期刊
BRAIN STIMULATION
卷 6, 期 5, 页码 718-726出版社
ELSEVIER SCIENCE INC
DOI: 10.1016/j.brs.2013.02.001
关键词
Epilepsy; Responsive neurostimulation; Impedance; Current-controlled stimulation; Electrode-tissue interface
资金
- Boston Scientific, consulting for NLT Spine
- Zimmer. Dr. Williams reports patents in the areas of electrocorticography and implantable brain electrodes
Long-term stability of the electrode tissue interface may be required to maintain optimal neural recording with subdural and deep brain implants and to permit appropriate delivery of neuromodulation therapy. Although short-term changes in impedance at the electrode tissue interface are known to occur, long-term changes in impedance have not previously been examined in detail in humans.
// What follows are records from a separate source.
PR #9213, opened 2025-07-31
adjust endpoint-security check timeout

intxgo:
## What does this PR do?

Adjust Elastic Endpoint check command timeout to accommodate for planned implementation changes on endpoint side.

## Why is it important?

When timeout is reached Agent will proceed to reinstall Endpoint which might not be necessary otherwise.

## Checklist

- [ ] I have read and understood the [pull request guidelines](https://github.com/elastic/elastic-agent/blob/main/CONTRIBUTING.md#pull-request-guidelines) of this project.
- [ ] My code follows the style guidelines of this project
- [ ] I have commented my code, particularly in hard-to-understand areas
- [ ] I have made corresponding changes to the documentation
- [ ] I have made corresponding change to the default configuration files
- [ ] I have added tests that prove my fix is effective or that my feature works
- [ ] I have added an entry in `./changelog/fragments` using the [changelog tool](https://github.com/elastic/elastic-agent#changelog)
- [ ] I have added an integration test or an E2E test

## Related issues

-

## Questions to ask yourself

- How are we going to support this in production?
- How are we going to measure its adoption?
- How are we going to debug this?
- What are the metrics I should take care of?
- ...

PR #9227, opened 2025-08-01
Increase endpoint verify command timeout to 60s.

cmacknz:
Increase the timeout of the endpoint-security verify command to 60s.

This implements the `check` function used to determine if we need to call `endpoint-security install`. 

https://github.com/elastic/elastic-agent/blob/1aa5e6d5494ae72381e579eaa1f50b4c7dede39a/pkg/component/runtime/service.go#L353-L364

The `verify` command is responsible for upgrades, and is gaining some self-healing capabilities that could take additional time like (re)starting the endpoint OS service. Increasing to 60s as suggested by @bjmcnic


cmacknz:
Backporting to all active branches to match the corresponding endpoint PR

cmacknz:
Apparently I was beaten to this: https://github.com/elastic/elastic-agent/pull/9213

Closing.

To provide further information about short- and long-term impedance changes in chronically implanted electrodes, a dataset from 191 persons with medically intractable epilepsy participating in a trial of an investigational responsive neurostimulation device (the RNS (R) System, NeuroPace, Inc.) was reviewed. Monopolar impedance measurements were available for 391 depth and subdural leads containing a total of 1564 electrodes; measurements were available for median 802 days post-implant (range 28-1634). Although there were statistically significant short-term impedance changes, long-term impedance was stable after one year. Impedances for depth electrodes transiently increased during the third week after lead implantation and impedances for subdural electrodes increased over 12 weeks post-implant, then were stable over the subsequent long-term follow-up. Both depth and subdural electrode impedances demonstrated long-term stability, suggesting that the quality of long-term electrographic recordings (the data used to control responsive brain stimulation) can be maintained over time. (C) 2013 Elsevier Inc. All rights reserved.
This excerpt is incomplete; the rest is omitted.